Colombian court accused soldiers of killing 120 civilians | Conflict News

Colombian court accused soldiers of killing 120 civilians | Conflict News



The Peace Tribunal charged 10 Colombian soldiers with murdering at least 120 civilians and falsely claiming that they were fighters.

The Colombian court charged 10 soldiers and a civilian with forcibly missing 24 people, murdering at least 120 civilians, and falsely describing them as soldiers killed in battle.

This is the first time that the Bogotá’s Special Jurisdiction for Peace (JEP) Tribunal has accused military members “False positive” scandal.

JEP is investigating crimes and atrocities committed during the half-century of armed conflict in the country, Reigned earlier this year The Colombian military carried out at least 6,400 extrajudicial executions between 2002 and 2008 and classified them as combat deaths.

The court said on Tuesday that the defendant played a decisive role in the murders described as fighting deaths in the Catatumbo district of Santander Norte Province, Colombia from January 2007 to August 2008.

The JEP identified as the person responsible for issuing orders. Without these orders, crimes would not happen systematically. The defendants included a general, six officers, three non-commissioned officers, and a civilian.

“This is a macro crime model, that is, in the same area, the same group of people who are connected to a criminal organization and follow the same modus operandi have repeated at least 120 murders in two years,” Magistrate Catalina Diaz said. Tuesday.

The court was established under the 2016 peace agreement to prosecute former members of the FARC rebel organization and Colombian military leaders for war crimes.

Dozens of military officers were detained and convicted by the Colombian regular court system for their involvement in the murder, and testified before JEP when seeking a more lenient sentence.

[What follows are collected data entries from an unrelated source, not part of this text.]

PR #5643, opened 2023-06-27
[4844] CancunGasCalculator ->  Fix Excess Data Gas Calculation

Gabriel-Trintinalia:
## PR description
Fixing the formula according to `calc_excess_data_gas` in https://eips.ethereum.org/EIPS/eip-4844


jflo (changes requested):
I'm surprised none of the unit tests were impacted, which lead me to discover we have no coverage for this.  Can you please add unit tests to cover it?

Gabriel-Trintinalia:
> I'm surprised none of the unit tests were impacted, which lead me to discover we have no coverage for this. Can you please add unit tests to cover it?

done

pinges (approved):
LGTM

Eduardo Cifuentes, a magistrate and JEP chairman, said that if defendants do not accept charges within 30 days on Tuesday, they could be sentenced to up to 20 years in prison in civil courts.

According to the New York Times, Human Rights Watch’s Colombian researcher Juan Pappier called the court’s statement “a defense for the victims and human rights organizations who have been fighting for justice in this case for more than a decade.”

For many years, human rights organizations have believed that the practice of soldiers killing civilians and mistakenly treating civilians as enemy combatants is more common than the Colombian government has recognized.

A 2018 report compiled from official sources and independent research estimated that more than 10,000 civilians were murdered during the reign of former President Alvaro Uribe.

Although the highest military command denies System policy As the so-called “false positives” exaggerated the number of left-wing rebels killed, soldiers and officials told the court that their superiors had pressured them to increase the surface of the success of government military operations during the civil war.